Great post.....an opinion backed by a few facts! Now, I personally wouldn't take the shot either but lets be careful about what we call unethical. A big majority of hunters from all over the country consider ALL Texas hunters unethical. We all have a line that we feel shouldn't be crossed. There are a few things I've done in the past that I look back on now at wonder what the hell I was thinking.


----------



## Chunky

spurgersalty said:


> MATH TIME Time =Distance /Rate so then 300(fps)/24(ft)(he said 8 yards))=.08. 8 hundreths of a second. Are you freaking kidding me. No way a deer will beat the arrow there. I'm with feather shredder. Oh and chunky if they react in 1/12 of a second then they dont stand a chance at 15 yards(45 feet) either then. thats .15 of a second. Dont spout off if you don't know the math. The math never lies. But "I heard and they said" are the two biggest liars I've ever met. Nice shot btw Feathershredder, my brother done it to at 15 but you talk about mess up a mechanical broad head:biggrin:


You are right, I don't know the exact math, and was too lazy to go research it. I should not have stated that like a fact.

I can tell you that I have watch lots of video with guys shooting top of the line equipment, and deer the often move significicantly. I of course don't know the distance they were shooting from....so I will just leave it as my opinion and not a fact, that I believe that 300 fps doesn't make a difference.


----------



## wet dreams

The day you miss the mark and have to finish the deer off with your knife will be the last head shot you try, my last was 47 yrs ago with a 30-06.....WW


----------



## bountyhunter

If you watch deer, they move their head more than any other part of their body. Up, down, and side to side all the time. They don't have to be reacting to an arrow release to move their head enough to make it a poor shot. You can quote math or anything else you want and I'll still say Head Shot = Dumb Shot!!!!


----------



## OL' LUNGBUSTER

I won't question anybody on "how or why" a shot was taken. But i know that i've many mistakes on the stand and learned from them. I personally wouldn't take a head shot because chances are that if you wait a few more minutes, you will get a shot at the boiler room. Just my opinion of course.....


----------



## Titus Bass

Nice shot.....not one that I would try and make......to each his own....


----------



## atcfisherman

spurgersalty said:


> MATH TIME Time =Distance /Rate so then 300(fps)/24(ft)(he said 8 yards))=.08. 8 hundreths of a second. Are you freaking kidding me. No way a deer will beat the arrow there. I'm with feather shredder. Oh and chunky if they react in 1/12 of a second then they dont stand a chance at 15 yards(45 feet) either then. thats .15 of a second. Dont spout off if you don't know the math. The math never lies. But "I heard and they said" are the two biggest liars I've ever met. Nice shot btw Feathershredder, my brother done it to at 15 but you talk about mess up a mechanical broad head:biggrin:


Math does not add up, or at least the way you have it. You have the following.

Time = Distance/Rate

But then you have your calculations as 300(fps)/24(ft) = 0.08

That calculation says the speed (rate) divided by the distance. Well that gives 12.5 seconds. It should be 24(ft) divided by 300(fps) which equals to 0.08 seconds.

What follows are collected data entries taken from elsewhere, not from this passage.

PR #1114, opened 2021-04-28
Removed flyway downgrade

ramannas:
Removed the flyway downgrade so that the spring default is picked-up

Signed-off-by: Shruthi Manavalli Ramanna <shruthimanavalli.ramanna@bosch-si.com>

### DIFF
--- a/pom.xml
+++ b/pom.xml
@@ -145,9 +145,7 @@
       <rabbitmq.http-client.version>3.5.0.RELEASE</rabbitmq.http-client.version>
       <!-- Newer version contains new rule that we violate. Needs to be fixed first -->
       <hibernate-validator.version>6.0.20.Final</hibernate-validator.version>
-      <!-- Newer community version does not support MySQL 5.6 anymore -->
-      <flyway.version>5.2.4</flyway.version>
-      <!-- Spring boot version overrides - END -->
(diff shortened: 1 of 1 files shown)


pom.xml
```diff
@@ -145,9 +145,7 @@
       <rabbitmq.http-client.version>3.5.0.RELEASE</rabbitmq.http-client.version>
       <!-- Newer version contains new rule that we violate. Needs to be fixed first -->
       <hibernate-validator.version>6.0.20.Final</hibernate-validator.version>
-      <!-- Newer community version does not support MySQL 5.6 anymore -->
-      <flyway.version>5.2.4</flyway.version>
```
a-sayyed, line 149: and we don't need to track this anymore? or would we end up with the same situation with future versions?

Your answer is correct, but the calculation that you showed is incorrect. And after being rude to Chucky about facts, you might want to proof read your replies. Your point is valid too!

Just saying!


----------



## jmose46635

Tried to shoot a javelina with G5 in head last season. It was quartering to me, I was aiming for the eye and hit about a 1/2" low. Arrow went through skull and was sticking out just below ear on opposite side. After trailing for 30 minutes found him still alive and mad as h*ll. Ended up having to put another one in him to finish it off. I have no doubt it would have been a long painful death for that it if I had not found and finished off. My last attempt at head shot.


----------



## Sweat

catchysumfishy said:


> I call total BS on the "don't have time" they can jump the string at 5 yds


 :rotfl:.... SERIOUSLY?


----------



## Feathershredder

mudcatz71 said:


> great shot,,,, How did you manage to draw your bow at 8 yards. haha


Double Bull blinds!


----------



## Feathershredder

Just an FYI, This is the first and only deer I have headshot with my bow I just wanted to do it once, wish I had the film still to put up here! Believe me I prefer the pump station over any other shot! Here is a little better angle!


----------



## j-haynie

I wouldn't try it. I got this picture in an email last year. Just shows what can happen if you are off just a little bit.


----------



## bountyhunter

Yep and pictures like that and deer walking around like that sure does give us bowhunter a bad name. One thing a lot of folks don't think of is what they do just doesn't affect how people look and think of them, but it reflects on bowhunters in general. We get enough of a bad rap already without fellow bowhunters helping by taking iffy shots.


----------



## gander

catchysumfishy said:


> Not lucky but very unethical


Unethical that he missed a deer and it was a streak of "luck" that it hit the deer standing back behind it in the head?Please explain? He missed on deer and it hit the other on accident, that is why its called hunting and not just killing, you cant execute a perfect shot everytime...but please do explain how that is unethical?


----------



## atcfisherman

bountyhunter said:


> Yep and pictures like that and deer walking around like that sure does give us bowhunter a bad name. One thing a lot of folks don't think of is what they do just doesn't affect how people look and think of them, but it reflects on bowhunters in general. We get enough of a bad rap already without fellow bowhunters helping by taking iffy shots.


Couldn't agree more!!!


----------



## Bucksnort

Shots like that get the rancher and the lease group really ticked off. I think you would be in for a verbal beating if you did that on our ranch or maybe worse. I'm glad it worked out for you . I think you knew what would happen when you posted that pic. LOL!


----------



## monster

> A big majority of hunters from all over the country consider ALL Texas hunters unethical.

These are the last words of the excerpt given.